▶ _Activity_
The lines to copy from the listing below are those that contain the string "controllers".
* * * *
PR #197, opened 2017-08-08
refactor(collections): Move store interactions to component

joelseq:
## Context

Currently, all the interactions with the store that the collections-flyout component needs to do are done through the controllers of the routes that require the collections-flyout component. This is not very DRY.

## Objective

This PR moves all the store interactions into the collections-flyout component itself so that it can be a self-sustained component. So now, any route that needs the collections-flyout component can simply just add it to the template like so `{{collections-flyout}}`.

## Reference

### DIFF
--- a/app/components/collections-flyout/component.js
+++ b/app/components/collections-flyout/component.js
@@ -17,19 +17,21 @@ export default Ember.Component.extend({
       const name = this.get('name');
       const description = this.get('description');
 
-      const newCollection = this.get('store').createRecord('collection', {
-        name,
-        description
-      });
-
-      return newCollection.save()
-        .then(() => {
-          this.set('showModal', false);
-        })
-        .catch((error) => {
-          newCollection.destroyRecord();
-          this.set('errorMessage', error.errors[0].detail);
+      Ember.run.schedule('actions', () => {
+        const newCollection = this.get('store').createRecord('collection', {
+          name,
+          description
         });
+
+        return newCollection.save()
+          .then(() => {
+            this.set('showModal', false);
+          })
+          .catch((error) => {
+            newCollection.destroyRecord();
+            this.set('errorMessage', error.errors[0].detail);
+          });
+      });
     },
     /**
      * Action to open / close the create collection modal
--- a/app/components/collections-flyout/component.js
+++ b/app/components/collections-flyout/component.js
@@ -1,8 +1,14 @@
 import Ember from 'ember';
 
 export default Ember.Component.extend({
-  showModal: false,
+  collections: Ember.computed('store', {
+    get() {
+      return this.get('store').findAll('collection');
+    }
+  }),
   errorMessage: null,
+  showModal: false,
+  store: Ember.inject.service(),
   actions: {
     /**
      * Action to create a new collection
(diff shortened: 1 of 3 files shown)


tests/integration/components/collections-flyout/component-test.js
```diff
@@ -85,3 +96,58 @@ test('it opens collection create modal', function (assert) {
...
+      assert.deepEqual(data, {
+        name: 'Test',
+        description: 'Test description'
+      });
+
+      return collectionModel;
+    },
+    findAll() {
+      return new Ember.RSVP.Promise((resolve) => {
+        resolve([{
```
jithin1987: can you extract the object in array to a `const mockCollection`, then it can be reused in line 9 as well.

tests/integration/components/collections-flyout/component-test.js
```diff
@@ -85,3 +96,58 @@ test('it opens collection create modal', function (assert) {
...
+  this.render(hbs`{{collections-flyout
+    collections=collections
+    showModal=showModal
+    name=name
+    description=description
+  }}`);
+
+  Ember.run(() => $('.new').click());
+
+  return wait().then(() => {
```
jithin1987: wait() should not be required.

tests/integration/components/collections-flyout/component-test.js
```diff
@@ -85,3 +96,58 @@ test('it opens collection create modal', function (assert) {
...
+    this.set('name', 'Test');
+    this.set('description', 'Test description');
+
+    assert.ok(this.get('showModal'));
+    Ember.run(() => $('.create').click());
+
+    return wait().then(() => {
```
jithin1987: wait() should not be required.

ian-fox:
Should we also be removing the logic from the controllers where it won't be needed any more?

tests/integration/components/collections-flyout/component-test.js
* * * *
▶ _Written solution_
Currently, all the interactions with the store that the collections-flyout component needs to do are done through the controllers of the routes that require the collections-flyout component. This is not very DRY.
Should we also be removing the logic from the controllers where it won't be needed any more?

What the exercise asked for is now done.